2. The high-molecular-weight recombinant silk or silk-like protein according to claim 1, having a structure in which the peptide is repeated 80-160 times.

3. The high-molecular-weight recombinant silk or silk-like protein according to claim 1, having a structure in which the peptide is repeated 96-160 times.

4. The high-molecular-weight recombinant silk or silk-like protein according to claim 1, wherein the peptide is a repeating peptide constituting a protein selected from the group consisting of dragline silk, elastin, silk fibroin, byssus, flagelliform silk and collagen.

5. The high-molecular-weight recombinant silk or silk-like protein according to claim 1, wherein the peptide has one of the amino acid sequences of SEQ ID NO: 1 to 11.

6. The high-molecular-weight recombinant silk or silk-like protein according to claim 5, repeating an amino acid sequence having a homology of at least 90% with the peptide.

7. A high-molecular-weight recombinant silk protein having a structure in which a peptide of SEQ ID NO: 1 is repeated 64-160 times, and having a molecular weight of 192.8-482 kDa.

8. A method for preparing a high-molecular-weight recombinant silk or silk-like protein, comprising co-expressing a gene encoding recombinant silk or silk-like protein according to claim 1 with a nucleotide sequence encoding glycine tRNA in bacteria.

9. The method according to claim 8, wherein the bacteria is E. coli.
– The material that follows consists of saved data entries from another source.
PR #141, opened 2026-08-12
feat(simulation,redteam): harmonize recommendations config across surfaces (RES-1286)

KarinaKKarinaK:
## What

Makes recommendation generation configurable on **both** surfaces through one flag, `recommendations=` (RES-1286). Previously the limits were module constants in `simulation/reports/recommendations.py` and literals in `redteam/reports/recommendations.py`; there was no way to tune them without editing the package.

The flag reads the same way everywhere:

| value | meaning |
|---|---|
| `True` | on, with defaults |
| `False` | skip the LLM call |
| a config instance | on, tuned |

`red_team(generate_recommendations=...)` still works and warns; `recommendations=` is the spelling going forward.

## How

**One shared base, two surface configs.** `common/recommendations.py` holds `RecommendationConfigBase` (`max_suggestions`, `max_tokens` — the knobs that mean the same thing on both surfaces) plus `resolve_recommendations()`, the single place `True`/`False`/instance turns into "a config or `None`". Each surface subclasses it with what only it has, rather than one wide model where half the fields are inert:

- `RedTeamRecommendationConfig` (`evaluatorq.redteam`) — `max_areas`, `max_attacks`, `max_attack_chars`, `max_explanation_chars`, and overrides `max_suggestions=5` / `max_tokens=1500`.
- `SimulationRecommendationConfig` (`evaluatorq.simulation.reports`) — the three judge-metric thresholds, `max_results`, `max_transcript_chars`, `max_message_chars`.

The names are distinct on purpose: two public classes both called `RecommendationConfig` fail late and confusingly when a caller imports the wrong one.

**Every previously hardcoded limit is now a field.** The analysis calls' `max_tokens` (800 / 1500), the red-team prompt's 500- and 300-char truncations, simulation's 400-char per-message budget, and the `max_results=10` cap. Red teaming also *enforces* its suggestion cap on the reply instead of only asking for "3-5" in the prompt. `extra='forbid'` on both configs, so a misspelled knob raises instead of silently falling back to the default.

**Reachable from the SDK, not just the CLI.** `simulate()` and `generate_and_simulate()` take `recommendations=` too. It defaults to `False` there because the returned `SimulationResult` list has nowhere to carry suggestions — they land on the run, so they surface via `save=True` / `report=` or the dashboard. That mirrors how `executive_summary=` already works. Simulation generation moved into `_simulate_core` (replacing the CLI-only `post_run` hook) so the analysis spans nest under the simulation root and carry the run metadata.

Defaults are unchanged throughout: behaviour is identical unless a caller opts in.

## Tests

`tests/common/test_recommendations_flag.py` covers the flag resolving identically on both surfaces, unknown-field rejection, the deprecated `generate_recommendations=` alias (warning + still functional), and the public `simulate()` / `generate_and_simulate()` forwarding. Per-surface tests assert the new knobs actually reach the LLM call: token budget, suggestion cap (requested *and* enforced), and prompt truncation budgets.

`ruff check src`, `ruff format --check src`, `basedpyright` (whole repo) and `pytest -m 'not integration'` are clean; `mkdocs build --strict` passes.

## Docs

`docs/faq.md` documents both configs, the full default table, and the `simulate(save=True, recommendations=...)` path.

Ticket: RES-1286.


src/evaluatorq/common/env_config.py
```diff
@@ -0,0 +1,37 @@
...
+"""
+
+from __future__ import annotations
+
+import os
+
+from loguru import logger
+
+
+def env_int(name: str, default: int) -> int:
```
Baukebrenninkmeijer: These two readers warn on a value they cannot parse, but they accept any value they can parse.

Set `EVALUATORQ_RECOMMENDATION_MAX_SUGGESTIONS=0`. `_MAX_SUGGESTIONS` becomes `0`. The system prompt at `src/evaluatorq/simulation/reports/recommendations.py:104` then asks the model for "a list of 1-0 concise, actionable strings". The LLM call still runs and is still billed. Then `raw[:0]` at line 182 is always empty, `if not suggestions: continue` at line 183 drops the result, and no log line explains the empty report. A negative value drops items off the end of the list instead.

`EVALUATORQ_RECOMMENDATION_MAX_TRANSCRIPT_CHARS=0` has the same shape: `_truncate` returns the string `'...'`, and the model is asked to judge that.

The module docstring says this mirrors the `EVALUATORQ_SPAN_MAX_TEXT_CHARS` pattern. That reader, at `src/evaluatorq/tracing/setup.py:51`, rejects a non-positive value with a warning and returns the default. Please add the same check here, or add a `minimum` argument for the two count knobs. The threshold knobs have the same gap outside the range 0 to 1.

CLAUDE.md
```diff
@@ -267,6 +267,12 @@ src/evaluatorq/
 - `OPENAI_API_KEY` — for direct OpenAI backend or pipeline LLM calls
 - `ORQ_WORKSPACE` (or `ORQ_WORKSPACE_SLUG`) — workspace slug for dashboard→Orq trace deep-links; buttons hidden when unset
 - `ORQ_UI_BASE_URL` — optional Orq UI base for deep-links (defaults to `ORQ_BASE_URL` or `https://my.orq.ai`)
+- Simulation recommendation limits (all optional, defaults preserve prior behaviour):
+  - `EVALUATORQ_RECOMMENDATION_MAX_SUGGESTIONS`: max suggestions per result (default 3)
```
Baukebrenninkmeijer: `docs/configuration.md` holds the environment-variable table that ships on the documentation site. It already carries rows for the other simulation-only knobs, such as `EVALUATORQ_LLM_TIMEOUT_S` and `EVALUATORQ_REASONING_EFFORT`, each marked **Simulation only**.

The five new variables are absent there. Please add five rows to that table as well.

src/evaluatorq/common/env_config.py
```diff
@@ -0,0 +1,37 @@
...
+    """Return the ``int`` value of env var ``name``, or ``default`` if unset/invalid."""
+    raw = os.getenv(name)
+    if raw is None or raw.strip() == '':
+        return default
```
Baukebrenninkmeijer: This module is the fourth environment reader in the package, and the third contract:

- `src/evaluatorq/simulation/agents/base.py:47` raises `ValueError` on a bad value.
- `src/evaluatorq/tracing/setup.py:51` warns, rejects non-positive values, and returns the default.
- `src/evaluatorq/common/tracing.py:41` caches the read with `functools.lru_cache`.
- This module warns and returns the default.

Moving the other three is out of scope for RES-1286. Please pick one of the existing contracts for the new module, and open a follow-up ticket to retire the private copies. A reader who meets two of these cannot tell which rule applies.

tests/common/test_env_config.py
```diff
@@ -0,0 +1,49 @@
...
+    monkeypatch.setenv('EVALUATORQ_RECOMMENDATION_MAX_SUGGESTIONS', '5')
+    monkeypatch.setenv('EVALUATORQ_RECOMMENDATION_MAX_TRANSCRIPT_CHARS', '1000')
+    monkeypatch.setenv('EVALUATORQ_RECOMMENDATION_FACTUAL_ACCURACY_BELOW', '0.3')
+    from evaluatorq.simulation.reports import recommendations
+
+    reloaded = importlib.reload(recommendations)
+    try:
+        assert reloaded._MAX_SUGGESTIONS == 5
+        assert reloaded._MAX_TRANSCRIPT_CHARS == 1000
+        assert reloaded.FACTUAL_ACCURACY_BELOW == 0.3
```
Baukebrenninkmeijer: The test asserts `FACTUAL_ACCURACY_BELOW` only. `HALLUCINATION_RISK_ABOVE` and `TONE_APPROPRIATENESS_BELOW` are never set and never asserted.

The three `env_float` calls at `src/evaluatorq/simulation/reports/recommendations.py:37-39` are near-identical lines. A copy-paste error that points `TONE_APPROPRIATENESS_BELOW` at the `HALLUCINATION_RISK_ABOVE` variable passes this suite. Two more `assert` lines close the gap.

Baukebrenninkmeijer (commented):

**3.5/5** — the change does what the ticket asks and the defaults are safe, but the new readers accept values that turn the feature off without a warning, and the user-facing environment table is not updated.

CI is green on all 13 checks. I ran `pytest tests/common/test_env_config.py tests/simulation/reports/test_recommendations.py` in one process, in both orders: **22 passed** each time. The `importlib.reload` in the new test does not leak into the other tests. I read `docs/configuration.md` and confirmed that the file already states that environment variables are read at import, so reading the five constants at import time follows the house rule.

### P1

1. **`env_int` and `env_float` accept values that silently disable the feature.** (`src/evaluatorq/common/env_config.py:16`) — `EVALUATORQ_RECOMMENDATION_MAX_SUGGESTIONS=0` sends the prompt "a list of 1-0 concise, actionable strings", pays for the LLM call, then drops every result. No log line says why.
2. **`docs/configuration.md` does not list the five new variables.** — That table is the published reference for users. `CLAUDE.md` is the instruction file for agents. A user who reads the documentation site will not find these knobs.

### P2

- **The repository now holds four environment readers.** (`src/evaluatorq/common/env_config.py:16`)
- **The test asserts one threshold out of three.** (`tests/common/test_env_config.py:45`)

currentlycodinng (commented):
Small and clean, and I confirmed the safety claim: defaults are byte-identical, the 33 tests touching `env_config` and the recommendation path pass, and the reload test leaves nothing behind. Not approving yet because of two gaps, both cheap to close.

## The pattern this mirrors does two things this does not

The PR says it mirrors `EVALUATORQ_SPAN_MAX_TEXT_CHARS`. That reader, in `common/tracing.py`, is a `@functools.lru_cache`'d function that reads on first use and clamps its result:

```python
    # Any non-positive value (including -1) disables truncation.
    return value if value > 0 else None
```

Both of those matter here, and dropping them is where the two issues come from.

**Nonsense values pass straight through and fail silently.** `env_int` and `env_float` validate parseability only, so any parseable value is accepted no matter what it means. I set three and reloaded the module:

```
MAX_SUGGESTIONS = 0            -> raw[:0]         -> [] suggestions, after the LLM call is paid for
MAX_TRANSCRIPT_CHARS = -20     -> _truncate(t,-20) -> 100 chars becomes 83: 'xxxxxxxx...'
FACTUAL_ACCURACY_BELOW = inf   -> 0.99 < inf      -> every result marked remediable
```

The transcript one is the nastiest. `_truncate` does `text[:max_chars] + '...'`, so a negative budget silently drops characters off the *end* of the transcript, which is exactly where a simulation failure shows up, and the output still looks correctly truncated. `nan` on any of the three thresholds parses fine too and makes every comparison `False`, quietly disabling that trigger. A `min_value` argument on the two helpers, or a clamp at the five call sites, closes all of this. Since the whole point of the change is to hand these knobs to users, the knobs should refuse a setting that cannot mean anything.

**The vars are read at import, so setting them from Python does not work.** Because the five constants are evaluated at module import rather than on first use, `os.environ['EVALUATORQ_RECOMMENDATION_MAX_SUGGESTIONS'] = '5'` after `import evaluatorq` has no effect. Your own test has to reach for `importlib.reload` to observe the override, which is the tell. Shell-level configuration works fine, so this is not a bug, but the lazy `lru_cache` shape from `tracing.py` would make the Python path work too and would let the test drop the reload dance.

## Users cannot find these

`docs/configuration.md` is the user-facing env var table, and it already lists `EVALUATORQ_SPAN_MAX_TEXT_CHARS` alongside `EVALUATORQ_LLM_MAX_TOKENS` and the rest of the seven. The five new vars went only into `CLAUDE.md`, which is maintainer notes. A ticket about letting teams tune without code changes should land its five rows in the table the README points people at.

## Otherwise correct

The three trigger predicates read the module globals inside lambdas rather than binding them at definition, and nothing outside the module imports any of the five names, so reload genuinely re-binds everything and the test is not proving less than it looks like it is. Empty-string handling (`raw.strip() == ''`) is right, and the warning-then-default behaviour on a malformed value is the correct choice for this kind of knob.

KarinaKKarinaK:
Both reviews addressed in a07be487.

Nonsense values are now refused instead of silently accepted: env_int gained min_value, env_float gained min_value/max_value plus a non-finite check, and out-of-range values fall back to the default with a warning, same as malformed ones. The five call sites declare their ranges: the three thresholds are 0 to 1, suggestions minimum 1 (a cap of 0 paid for the LLM call and dropped everything), transcript budget minimum 100 (a negative value truncated from the wrong end, exactly as you showed). inf and nan are rejected for the thresholds.

The five variables are now in docs/configuration.md next to EVALUATORQ_SPAN_MAX_TEXT_CHARS, so users can actually find them; CLAUDE.md keeps its copy for agents.

Tests: all three thresholds asserted (not just one), plus the exact nonsense cases from the review (0 suggestions, negative transcript chars, nan threshold) proving fallback. 25 pass in the two touched files, full suite 4,091 green.

On the lazy lru_cache read: left as is for now since shell-level configuration is the documented path and the import-time read follows the existing house rule in docs/configuration.md; happy to switch the readers to the tracing.py shape in a follow-up if you want the Python-level override path to work too.

src/evaluatorq/common/env_config.py
KarinaKKarinaK: Fixed in a07be487. env_int now takes min_value and env_float takes min_value/max_value, plus a non-finite check, so 0 suggestions, negative budgets, and nan/inf thresholds all fall back to the default with a warning.

CLAUDE.md
KarinaKKarinaK: Fixed in a07be487. Added rows for all five variables to the table in docs/configuration.md.

tests/common/test_env_config.py
KarinaKKarinaK: Fixed in a07be487. The test now sets and asserts all three thresholds, not just FACTUAL_ACCURACY_BELOW.

src/evaluatorq/common/env_config.py
KarinaKKarinaK: Good call. Opened RES-1297 to consolidate the private env readers on common/env_config.

src/evaluatorq/common/env_config.py
```diff
@@ -0,0 +1,61 @@
...
+
+from __future__ import annotations
+
+import math
+import os
+
+from loguru import logger
+
+
+def env_int(name: str, default: int, *, min_value: int | None = None) -> int:
```
Baukebrenninkmeijer: `env_int` takes only `min_value`. `env_float` takes `min_value` and `max_value`.

Set `EVALUATORQ_RECOMMENDATION_MAX_TRANSCRIPT_CHARS=1000000`. The value is above the minimum `100`, so the guard accepts it. Every recommendation prompt then carries the full transcript, and the cost of each call increases with no warning.

Add an optional `max_value` parameter to `env_int`. Pass an upper bound at the two `env_int` call sites.

src/evaluatorq/simulation/reports/recommendations.py
```diff
@@ -45,14 +46,20 @@ class _SuggestionsLLMResponse(BaseModel):
...
-# Fixed thresholds; make them parameters if teams need tuning.
-FACTUAL_ACCURACY_BELOW = 0.5
-HALLUCINATION_RISK_ABOVE = 0.5
-TONE_APPROPRIATENESS_BELOW = 0.5
-
-_MAX_TRANSCRIPT_CHARS = 3000
-_MAX_SUGGESTIONS = 3
+# these marks the result as remediable. Defaults preserve prior behaviour; override any of them via
+# the EVALUATORQ_RECOMMENDATION_* env vars so teams can tune without code changes.
+FACTUAL_ACCURACY_BELOW = env_float(
```
Baukebrenninkmeijer: The range `[0.0, 1.0]` includes the two values that make a trigger unsatisfiable.

Set `EVALUATORQ_RECOMMENDATION_FACTUAL_ACCURACY_BELOW=0.0`. The predicate at line 101 is `v < FACTUAL_ACCURACY_BELOW`, and a judge score is never below `0.0`. The trigger never fires, and no log line says why. `EVALUATORQ_RECOMMENDATION_HALLUCINATION_RISK_ABOVE=1.0` has the same effect.

This is the same shape as the last review's item 1, and it is much smaller: the user asks for the value. Log a warning when a threshold can never be satisfied, or write in `docs/configuration.md` that `0.0` and `1.0` disable the trigger.

Baukebrenninkmeijer (commented):

**3.5 → 4/5** — both items from the last review are closed; two small gaps in the new guards remain.

CI is green on all 13 checks. I read the new guards in `env_config.py` and checked all five call sites in `recommendations.py`. `docs/configuration.md` now lists the five variables, and the wording of each row agrees with the guard it describes. The new tests reject `0`, `-20`, `nan`, `inf`, `1.5` and `-0.1`, and they assert all three thresholds.

| # | Item | Resolution |
|---|------|-----------|
| 1 | P1 `env_int` and `env_float` accept values that disable the feature | ✅ |
| 2 | P1 `docs/configuration.md` does not list the five new variables | ✅ |
| 3 | P2 the test asserts one threshold out of three | ✅ |

### P2

- **`env_int` has no `max_value` parameter, but `env_float` has one.** (`src/evaluatorq/common/env_config.py:18`) — a very large value passes the minimum check.
- **The values `0.0` and `1.0` pass the range check and stop a trigger.** (`src/evaluatorq/simulation/reports/recommendations.py:51`) — the fall-back is silent for a setting that can never fire.

src/evaluatorq/common/env_config.py
Baukebrenninkmeijer: Obsolete after the redesign: `env_config.py` is deleted along with the whole `EVALUATORQ_RECOMMENDATION_*` reader (bf3e88ee). The transcript budget is now `SimulationRecommendationConfig.max_transcript_chars`, a per-call argument rather than an ambient env var, so a huge value is something a caller writes deliberately at the call site instead of something the process inherits. I left it without an upper bound on purpose — any ceiling I picked would be arbitrary, and `max_results` × `max_transcript_chars` is the real cost bound, both visible in the same constructor.

src/evaluatorq/simulation/reports/recommendations.py
Baukebrenninkmeijer: Still applied, in e59b41ec: the endpoints are a legitimate "ignore this metric" switch (and now an explicit argument, not an env var), so I documented the semantics rather than warning about a value the caller deliberately wrote. Each threshold field says so in its docstring, `docs/faq.md` spells out all three, and `test_threshold_endpoints_disable_their_check` pins the behaviour to the docs.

10. A method for preparing a micro-sized or nano-sized spider silk or spider silk-like fiber, comprising spinning a dope solution containing the high-molecular-weight recombinant silk or silk-like protein according to claim 1.

11. The method according to claim 10, comprising wet-spinning a dope solution containing 20-80% (w/v) of a recombinant silk or silk-like protein.

12. The method according to claim 11, wherein the dope solution is spun in a liquid bath.

13. The method according to claim 12, wherein the liquid bath contains a liquid selected from the group consisting of methanol, ethanol, isopropanol, acetonitrile, water and aqueous ammonium sulfate.

14. A micro-sized or nano-sized spider silk or spider silk-like fiber prepared by the method according to claim 10.

15. A method for preparing a micro-sized or nano-sized spider silk fiber, comprising spinning a dope solution containing the high-molecular-weight recombinant silk protein according to claim 7.

16. A micro-sized or nano-sized spider silk fiber prepared by the method according to claim 15.

17. The micro-sized or nano-sized spider silk fiber according to claim 16, wherein the spider silk fiber has at least 252 MPa tenacity, at least 10.14 GPa Young's modulus, and at least 4.31% breaking strain.

18. A method for preparing a high-molecular-weight recombinant silk or silk-like protein, comprising co-expressing a gene encoding recombinant silk or silk-like protein according to claim 2 with a nucleotide sequence encoding glycine tRNA in bacteria.

19. A method for preparing a micro-sized or nano-sized spider silk or spider silk-like fiber, comprising spinning a dope solution containing the high-molecular-weight recombinant silk or silk-like protein according to claim 2.